Marin home values sink


Trouble in Paradise?

Inquiring minds are noticing how more and more upscale areas are rolling over and sinking. From a Marin International Journal’s article on the popping of their local real estate bubble:

The county assessor has reduced the value of 21 percent of Marin’s residential properties in the biggest reassessment purge since Proposition 13.

Assessor Joan Thayer, citing declining values in a deflated real estate market, has reduced the assessed valuation of 16,408 parcels.

That value reduction, combined with an inflation factor applied under Proposition 13 that was “slightly negative” for the first time this year, cut $670 million from Marin’s 2010-11 assessment roll, she noted.

“This is the worst situation our office has had since the Depression,” Thayer declared.

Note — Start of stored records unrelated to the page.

Issue #6494, opened 2016-09-08
MSBuild-ify tools


muratg:
### Microsoft.EntityFrameworkCore.Tools
- Expect to run independently, via the CLI
- Expect to run via MSBuild
- Runtime dependencies/Load Context thingy
- Project namespace (in MSBuild)
- OutputType
- TargetPath
### TODO
- Fork tools repos to `rel/1.0.0-preview3` branches for "October" release. Dev branches will continue to be used for 1.1 release.
- Use desktop msbuild to start our work until the new msbuild is ready for   consumption
### Notes
- [This](https://github.com/aspnet/Coherence-Signed/issues/375) tracks the work across the tools repos.
- [This](https://github.com/aspnet/specs/blob/master/notes/Tools.md) is the previous discussion on the topic.

bricelam:
Clearing the milestone since it sounds like the plans for the October release have changed.

bricelam:
Closing as a dupe of #6139 (cross-repo issue updated)

PR #6495, opened 2016-09-08
Remove tools

bricelam:
Unfortunately, most of the Reverse Engineer tests reused components from the tooling assemblies. (see [d8f0a53](https://github.com/aspnet/EntityFramework/pull/6495/commits/d8f0a533a6fe393976fba0f85b49f9638ed01b1a)) We'll need to rethink where these tests live and/or add more unit and functional tests to regain coverage.

Part of #6494


ErikEJ:
Yikes  😢

bricelam:
The simplest solution is probably just to move these projects into the tool repository too for now...

The motivation behind this PR is that the tools (CLI and NuGet) will be shipping on a different cadence than the runtime, so moving them to a separate reop will make branching and building simpler.

bricelam:
Recalling until we decide what to do with the RevEng tests. Filed #6500

PR #6512, opened 2016-09-12
Make operator generation more flexible

roji:
Current operator generation in queries is inflexible - the current logic selects an operator based only on the expression's NodeType. Cases where a different operator needs to be generated based on others factors (e.g. the expression's Type) are difficult to integrate.

A good example is string concatenation in PostgreSQL, which requires operator `|` rather than `+`. The current code hacks a special check for this directly into `DefaultQuerySqlGenerator`, defining a special ConcatOperator which can be overridden by providers. Another example is bitwise operators for boolean - PostgreSQL does not support `boolean & boolean`, so `ExpressionType.And` should be rendered as `&&` based on the expression's Type.

### DIFF
--- a/src/Microsoft.EntityFrameworkCore.Relational/Query/Sql/DefaultQuerySqlGenerator.cs
+++ b/src/Microsoft.EntityFrameworkCore.Relational/Query/Sql/DefaultQuerySqlGenerator.cs
@@ -33,7 +33,7 @@ namespace Microsoft.EntityFrameworkCore.Query.Sql
         private ParameterNameGenerator _parameterNameGenerator;
         private RelationalTypeMapping _typeMapping;
 
-        private static readonly Dictionary<ExpressionType, string> _binaryOperatorMap = new Dictionary<ExpressionType, string>
+        private static readonly Dictionary<ExpressionType, string> _operatorMap = new Dictionary<ExpressionType, string>
         {
             { ExpressionType.Equal, " = " },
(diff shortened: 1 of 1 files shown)


roji:
Sorry for not testing before submitting, will fix the Sqlite issues.

roji:
Amended and rebased

roji:
FYI Linux build seems to be failing for unrelated reasons

anpete:
@roji, Thanks for the PR. Unfortunately DefaultQuerySqlGenerator is public surface and so we need to do this in a non-breaking way. We do have the option of obsoleting methods, but not removing them.

roji:
Oh, I wasn't aware you were on a strict semver policy on provider-facing classes such as DefaultQuerySqlGenerator. Does that mean you expect users to subclass DefaultQuerySqlGenerator, or is it simply to provide a stable API to providers?

Regardless, I understand that this is your policy - I'll try to resubmit this change in a way that doesn't break anything.

anpete:
> Does that mean you expect users to subclass DefaultQuerySqlGenerator, or is it simply to provide a stable API to providers

Both. Anything in a .Internal namespace is fair game, btw.

Thanks!

roji:
@anpete, have pushed another version which leaves all protected APIs in place, and using them from the new `GenerateOperator(Expression)` API. It's a tiny bit awkward since it has to call the existing `{Try,}GenerateBinaryOperator`, but only if the given expression is binary etc.

PR #6518, opened 2016-09-13
Remove assert for unknown migration ops

roji:
The 1.0.1 MigrationsModelDiffer contains an assert which makes sure there are no unknown migration operations. This prevents providers (such as Npgsql) from adding their own custom migration operations and handling them in subclasses of MigrationsModelDiffer.


bricelam:
Closing since I believe this PR is no longer necessary. But thanks for submitting since it spawned a great conversation!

“We have a negative inflation factor, declining sales and values, foreclosed properties and lower house prices,” added Thayer, who retires in December after a 16-year tenure. “It’s been miserable.”

Last year, 12,612 of Marin’s 75,000 residential properties declined in value, up from 2,957 the year before that – and from 507 in 2007-08.

About 12,000 of the properties declining in value this year were targeted for reductions by the assessor’s staff, while another 4,000 were reduced after property owners called to ask for an informal review, according to Assistant Assessor Richard Benson.

Benson said that while in recent years many properties with declining values were clustered in San Rafael, Novato and Northern Marin, this year’s reductions are “spread all over the county,” with higher-end homes in Southern Marin joining the mix.

Not that this is a hasn’t happened before:

It’s the biggest revaluation of Marin property since 1978, when tax-slashing Proposition 13 was approved. Otherwise, “we’ve never had a negative roll” that reduced valuation, Benson observed.